> [Action item] The response should consist of the data reproduced word for word.

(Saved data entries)

☆ ☆ ☆ ☆ ☆ ☆ ☆

PR #549, opened 2019-01-29
Handle zypper info result codes

sbernhard:
Some zypper results codes are just "information" result codes which
don't abort but are shown if the action was still successfull

### DIFF
--- a/job_templates/package_action_-_ssh_default.erb
+++ b/job_templates/package_action_-_ssh_default.erb
@@ -52,6 +52,29 @@ exit_with_message () {
   exit $2
 }
 
+<% if package_manager == 'zypper' -%>
+handle_zypp_res_codes () {
+  RETVAL=$1
+
+  # See https://github.com/openSUSE/zypper/blob/master/src/main.h
+  declare -A ZYPP_RES_CODES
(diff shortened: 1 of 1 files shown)


job_templates/package_action_-_ssh_default.erb
```diff
@@ -50,7 +50,30 @@ template_inputs:
 exit_with_message () {
   echo "${1}, exiting..."
   exit $2
-}
+  }
```
quba42: Is this intentional? (The same indentation also exists in line 75)

job_templates/package_action_-_ssh_default.erb
```diff
@@ -52,6 +52,29 @@ exit_with_message () {
   exit $2
 }
 
+<% if package_manager == 'zypper' -%>
+handle_zypp_res () {
+  RETVAL=$1
+
+  # See https://github.com/openSUSE/zypper/blob/master/src/main.h
+  declare -A ZYPRES
```
mdellweg: For consistency i would call that variable `ZYPP_RES` or even more descriptive `ZYPP_RES_CODES`.

ekohl (approved):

☆ ☆ ☆ ☆ ☆ ☆ ☆

> [Your solution]
PR #549, opened 2019-01-29
Handle zypper info result codes

sbernhard:
Some zypper results codes are just "information" result codes which
don't abort but are shown if the action was still successfull

### DIFF
--- a/job_templates/package_action_-_ssh_default.erb
+++ b/job_templates/package_action_-_ssh_default.erb
@@ -52,6 +52,29 @@ exit_with_message () {
   exit $2
 }
 
+<% if package_manager == 'zypper' -%>
+handle_zypp_res_codes () {
+  RETVAL=$1
+
+  # See https://github.com/openSUSE/zypper/blob/master/src/main.h
+  declare -A ZYPP_RES_CODES
(diff shortened: 1 of 1 files shown)


job_templates/package_action_-_ssh_default.erb
```diff
@@ -50,7 +50,30 @@ template_inputs:
 exit_with_message () {
   echo "${1}, exiting..."
   exit $2
-}
+  }
```
quba42: Is this intentional? (The same indentation also exists in line 75)

job_templates/package_action_-_ssh_default.erb
```diff
@@ -52,6 +52,29 @@ exit_with_message () {
   exit $2
 }
 
+<% if package_manager == 'zypper' -%>
+handle_zypp_res () {
+  RETVAL=$1
+
+  # See https://github.com/openSUSE/zypper/blob/master/src/main.h
+  declare -A ZYPRES
```
mdellweg: For consistency i would call that variable `ZYPP_RES` or even more descriptive `ZYPP_RES_CODES`.

ekohl (approved):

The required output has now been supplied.